§ **MATERIALS PROVIDED**:
____________

Issue #211, opened 2023-09-09
Clarification on "expanded collections" and support for collections on disk


briantist:
When running `antsibull-docs collection --help` it says this about the collection list:

```
positional arguments:
  collections           One or more collections to document. If the names are directories on disk, they will be parsed as
                        expanded collections. Otherwise, if they could be collection names, they will be downloaded from galaxy.
```

I thought this might mean that you could give path names (where collections already exist) and that it would use those, retrieving the collection name from the `galaxy.yml` or `MANIFEST.json` in that path. But it does not seem to work that way, since it ends up trying to download the path as though it's a collection name.

> antsibull_core.galaxy.NoSuchCollection: No collection found at: https://galaxy.ansible.com/api/v2/collections/tmp/adocs/ansible_collections/namespace/collection/versions/

When I look through the code, it doesn't seem like there is any code supporting reading such a collection from disk, so I'm wondering if that note about the names being "directories on disk" refers to old functionality, or maybe it means something else entirely?

If I try to do the same with `--use-current`, the command "succeeds" but doesn't actually build anything except an empty `index.rst` and `environment_variables.rst`, presumably because it couldn't find collections with those weird names (there's no console output at all in this case, and `--fail-on-error` also didn't change that).

---

### Why I was interested in this

I'm going to build an internal docsite, and so I need some way to know which collections to include. 
Some will be installed via git rather than through the galaxy API protocol.

To organize this, I thought it might be nice to simply use a `requirements.yml` with the git sources to serve as my canonical collection list. If I install them in a separate step, then I can use `--use-current` to avoid auto-install, but then I need to supply the collection names themselves to `antsibull-docs` again.

I thought I could avoid it altogether with a workflow that looks something like:

```
ansible-galaxy collection install -r requirements.yml -p /tmp/adocs
antsibull-docs collection /tmp/adocs/ansible_collections/namespace/*
```

I wasn't too keen on parsing the YAML myself just to pass the names, especially since for git sources the `name:`  field is the git URL so I don't necessarily have a name to pass without storing it separately.

### Suggestions

For now I will just have to keep a separate list of collection names probably, but I can imagine two possible enhancements:
1. You're already attempting to install collections from the list of names, maybe have a mode where it takes a `requirements.yml` file instead and can install using that config, and then no names need to be passed.
2. Implement/restore the ability to pass directories on disk that already refer to collections.

If you think either of those are a possibility I can split them out to separate issues, curious what you think.

[...]

PR #215, opened 2023-09-15
Allow to exclude ansible.builtin from 'current' subcommand

felixfontein:
Ref: #211.

### DIFF
--- a/changelogs/fragments/215-current-skip-ansible-builtin.yml
+++ b/changelogs/fragments/215-current-skip-ansible-builtin.yml
@@ -1,0 +1,2 @@
+minor_changes:
+  - "The ``current`` subcommand now has a ``--skip-ansible-builtin`` option which skips building documentation for ``ansible.builtin`` (https://github.com/ansible-community/antsibull-docs/pull/215)."
--- a/src/antsibull_docs/cli/antsibull_docs.py
+++ b/src/antsibull_docs/cli/antsibull_docs.py
@@ -399,6 +399,12 @@ def parse_args(program_name: str, args: list[str]) -> argparse.Namespace:
         " specified, all collections in the currently configured ansible"
         " search paths will be used",
     )
+    current_parser.add_argument(
+        "--skip-ansible-builtin",
+        action="store_true",
+        help="Do not generate documentation for ansible.builtin, the synthetic"
+        " collection consisting of all modules and plugins bundled with ansible-core.",
+    )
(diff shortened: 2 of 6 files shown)


briantist (approved):
This looks great to me! Only question I have is about whether it makes sense to allow excluding any number of arbitrary collections. It seems like the internal function is already changed for that, it would be a matter of exposing it with like `--excluded-collections` or something.

`--skip-ansible-builtin` is still a nice shorthand option to specifically skip that; I could understand not wanting to expose a wider exclude right now due to complexity/testing, just wondering if there was any other reason.

felixfontein:
> Only question I have is about whether it makes sense to allow excluding any number of arbitrary collections. It seems like the internal function is already changed for that, it would be a matter of exposing it with like `--excluded-collections` or something.

I thought about exposing that, but I'm not sure it's a great interface. While it works OK for some specific situations, it's generally not a useful interface since more often you want to restrict to a specific set of collections, instead of excluding a specific set. The set of dependencies of a specific set of collections can change all the time, so if you exclude all dependencies there are *right now* the docs build in a month might suddenly include something you don't want it to include.

I think it's better to first try to figure out a better interface, and only allow this basic `--exlcluded-collections` if we cannot find a better way to do this.

felixfontein:

briantist:
That's interesting, because you were thinking about excluding mostly for dependencies, and I wasn't even thinking about that (though it makes a lot of sense), I was thinking mostly about quickly building docs from and existing set of collections but also wanting to exclude certain ones even if they weren't dependencies... but I guess it's not going to be a common usage.

But I agree working out the interface(s) makes sense.

In a way, namespaces cold be more useful for building certain types of docsites. For example the one I'm building is internal and every collection is expected to use the same namespace. If collection names (for inclusion or exclusion) were wildcards, similar to how it is in the `antsibull-docs.cfg` file, that could be pretty versatile.

If I could do `antsibull-docs collection --use-current namespace.* other_ns.collection` or `antsibull-docs current --include-collections namespace.*` (maybe `--filter-collections`?) that would be cool.

felixfontein:
Wildcard support for `antsibull-docs collection --use-current` sounds like a good idea. It's also something that can be implemented - first `ansible-galaxy collection list` can be used to get a list of all available collections (which is done anyway to figure out where the collections are located), and that can be used to figure out the actual list of collections.

PR #216, opened 2023-09-17
Improve logical information for labels to Ansible objects

### LINKED ISSUE #203: Improve logical information in Sphinx indexes
I tried creating a docset for a collection for use in Dash or Zeal with [doc2dash](https://doc2dash.hynek.me/en/stable/), and noticed that while the process works pretty well (except that the default theme isn't really suitable for this; according to https://gist.github.com/danieltomasz/d6aae37a0ba5f5ba0f17ea68b590731f the epub theme is better suited), with one big exception - the 'Sections' list:
image

The `n` copies of "Requirements" isn't exactly helpful (these are the requirements for every plugin and module), and the raw (internal) labels for plugins/modules/roles and their parameters and return values are even less helpful.

The latter can be improved by not adding labels to texts, but instead using a custom directive which generates the label and adds a nice title to it.

These things could also be added to an index (if you generate a PDF, you see that right now only the environmen variables show up in the index, and it is otherwise empty).

felixfontein:
Fixes #203.

Current version:
image

The n-fold 'Requirements' section still shows up, but at least the references to all return values and options look **much** better! Also, there's now an index with all modules, plugins, and roles (if you tell Sphinx to generate it):

image


felixfontein:
More Zeal screenshots:

The requirements references look better:
image

Return values for function-like plugins (lookups, filters, tests):
image

Nested return values for function-like plugins (lookups, filters, tests):
image

Building the official docsite with an appropriate theme and converting it with doc2dash should now produce a pretty neat docset.

felixfontein:
One problem is that the current solution works well with HTML generation, but not at all with LaTeX. I tried to play around with that the last days, but didn't had much time, and the only way I got it to work with both HTML and LaTeX writers resulted in a large amount of WARNINGS and CRITICAL errors (which did not impact functionality, since the collisions they complained about were intentional).

I'll try to spend some more time figuring out how to do this properly...

felixfontein:
I think a better way is to allow doc2dash to change/remove labels with a (say) JSON file, and then dump such a JSON file from antsibull-docs. That allows us to obtain all these extra details *without* doing dirty tricks to try to make Sphinx output the titles for references that we want in the Interspinx file.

____________

§ **TRY IT**:
In full and without alteration, transcribe the listing above.

§ **RESPONSE**:
Issue #211, opened 2023-09-09
Clarification on "expanded collections" and support for collections on disk


briantist:
When running `antsibull-docs collection --help` it says this about the collection list:

```
positional arguments:
  collections           One or more collections to document. If the names are directories on disk, they will be parsed as
                        expanded collections. Otherwise, if they could be collection names, they will be downloaded from galaxy.
```

I thought this might mean that you could give path names (where collections already exist) and that it would use those, retrieving the collection name from the `galaxy.yml` or `MANIFEST.json` in that path. But it does not seem to work that way, since it ends up trying to download the path as though it's a collection name.

> antsibull_core.galaxy.NoSuchCollection: No collection found at: https://galaxy.ansible.com/api/v2/collections/tmp/adocs/ansible_collections/namespace/collection/versions/

When I look through the code, it doesn't seem like there is any code supporting reading such a collection from disk, so I'm wondering if that note about the names being "directories on disk" refers to old functionality, or maybe it means something else entirely?

If I try to do the same with `--use-current`, the command "succeeds" but doesn't actually build anything except an empty `index.rst` and `environment_variables.rst`, presumably because it couldn't find collections with those weird names (there's no console output at all in this case, and `--fail-on-error` also didn't change that).

---

### Why I was interested in this

I'm going to build an internal docsite, and so I need some way to know which collections to include. 
Some will be installed via git rather than through the galaxy API protocol.

To organize this, I thought it might be nice to simply use a `requirements.yml` with the git sources to serve as my canonical collection list. If I install them in a separate step, then I can use `--use-current` to avoid auto-install, but then I need to supply the collection names themselves to `antsibull-docs` again.

I thought I could avoid it altogether with a workflow that looks something like:

```
ansible-galaxy collection install -r requirements.yml -p /tmp/adocs
antsibull-docs collection /tmp/adocs/ansible_collections/namespace/*
```

I wasn't too keen on parsing the YAML myself just to pass the names, especially since for git sources the `name:`  field is the git URL so I don't necessarily have a name to pass without storing it separately.

### Suggestions

For now I will just have to keep a separate list of collection names probably, but I can imagine two possible enhancements:
1. You're already attempting to install collections from the list of names, maybe have a mode where it takes a `requirements.yml` file instead and can install using that config, and then no names need to be passed.
2. Implement/restore the ability to pass directories on disk that already refer to collections.

If you think either of those are a possibility I can split them out to separate issues, curious what you think.

[...]

PR #215, opened 2023-09-15
Allow to exclude ansible.builtin from 'current' subcommand

felixfontein:
Ref: #211.

### DIFF
--- a/changelogs/fragments/215-current-skip-ansible-builtin.yml
+++ b/changelogs/fragments/215-current-skip-ansible-builtin.yml
@@ -1,0 +1,2 @@
+minor_changes:
+  - "The ``current`` subcommand now has a ``--skip-ansible-builtin`` option which skips building documentation for ``ansible.builtin`` (https://github.com/ansible-community/antsibull-docs/pull/215)."
--- a/src/antsibull_docs/cli/antsibull_docs.py
+++ b/src/antsibull_docs/cli/antsibull_docs.py
@@ -399,6 +399,12 @@ def parse_args(program_name: str, args: list[str]) -> argparse.Namespace:
         " specified, all collections in the currently configured ansible"
         " search paths will be used",
     )
+    current_parser.add_argument(
+        "--skip-ansible-builtin",
+        action="store_true",
+        help="Do not generate documentation for ansible.builtin, the synthetic"
+        " collection consisting of all modules and plugins bundled with ansible-core.",
+    )
(diff shortened: 2 of 6 files shown)


briantist (approved):
This looks great to me! Only question I have is about whether it makes sense to allow excluding any number of arbitrary collections. It seems like the internal function is already changed for that, it would be a matter of exposing it with like `--excluded-collections` or something.

`--skip-ansible-builtin` is still a nice shorthand option to specifically skip that; I could understand not wanting to expose a wider exclude right now due to complexity/testing, just wondering if there was any other reason.

felixfontein:
> Only question I have is about whether it makes sense to allow excluding any number of arbitrary collections. It seems like the internal function is already changed for that, it would be a matter of exposing it with like `--excluded-collections` or something.

I thought about exposing that, but I'm not sure it's a great interface. While it works OK for some specific situations, it's generally not a useful interface since more often you want to restrict to a specific set of collections, instead of excluding a specific set. The set of dependencies of a specific set of collections can change all the time, so if you exclude all dependencies there are *right now* the docs build in a month might suddenly include something you don't want it to include.

I think it's better to first try to figure out a better interface, and only allow this basic `--exlcluded-collections` if we cannot find a better way to do this.

felixfontein:

briantist:
That's interesting, because you were thinking about excluding mostly for dependencies, and I wasn't even thinking about that (though it makes a lot of sense), I was thinking mostly about quickly building docs from and existing set of collections but also wanting to exclude certain ones even if they weren't dependencies... but I guess it's not going to be a common usage.

But I agree working out the interface(s) makes sense.

In a way, namespaces cold be more useful for building certain types of docsites. For example the one I'm building is internal and every collection is expected to use the same namespace. If collection names (for inclusion or exclusion) were wildcards, similar to how it is in the `antsibull-docs.cfg` file, that could be pretty versatile.

If I could do `antsibull-docs collection --use-current namespace.* other_ns.collection` or `antsibull-docs current --include-collections namespace.*` (maybe `--filter-collections`?) that would be cool.

felixfontein:
Wildcard support for `antsibull-docs collection --use-current` sounds like a good idea. It's also something that can be implemented - first `ansible-galaxy collection list` can be used to get a list of all available collections (which is done anyway to figure out where the collections are located), and that can be used to figure out the actual list of collections.

PR #216, opened 2023-09-17
Improve logical information for labels to Ansible objects

### LINKED ISSUE #203: Improve logical information in Sphinx indexes
I tried creating a docset for a collection for use in Dash or Zeal with [doc2dash](https://doc2dash.hynek.me/en/stable/), and noticed that while the process works pretty well (except that the default theme isn't really suitable for this; according to https://gist.github.com/danieltomasz/d6aae37a0ba5f5ba0f17ea68b590731f the epub theme is better suited), with one big exception - the 'Sections' list:
image

The `n` copies of "Requirements" isn't exactly helpful (these are the requirements for every plugin and module), and the raw (internal) labels for plugins/modules/roles and their parameters and return values are even less helpful.

The latter can be improved by not adding labels to texts, but instead using a custom directive which generates the label and adds a nice title to it.

These things could also be added to an index (if you generate a PDF, you see that right now only the environmen variables show up in the index, and it is otherwise empty).

felixfontein:
Fixes #203.

Current version:
image

The n-fold 'Requirements' section still shows up, but at least the references to all return values and options look **much** better! Also, there's now an index with all modules, plugins, and roles (if you tell Sphinx to generate it):

image


felixfontein:
More Zeal screenshots:

The requirements references look better:
image

Return values for function-like plugins (lookups, filters, tests):
image

Nested return values for function-like plugins (lookups, filters, tests):
image

Building the official docsite with an appropriate theme and converting it with doc2dash should now produce a pretty neat docset.

felixfontein:
One problem is that the current solution works well with HTML generation, but not at all with LaTeX. I tried to play around with that the last days, but didn't had much time, and the only way I got it to work with both HTML and LaTeX writers resulted in a large amount of WARNINGS and CRITICAL errors (which did not impact functionality, since the collisions they complained about were intentional).

I'll try to spend some more time figuring out how to do this properly...

felixfontein:
I think a better way is to allow doc2dash to change/remove labels with a (say) JSON file, and then dump such a JSON file from antsibull-docs. That allows us to obtain all these extra details *without* doing dirty tricks to try to make Sphinx output the titles for references that we want in the Interspinx file.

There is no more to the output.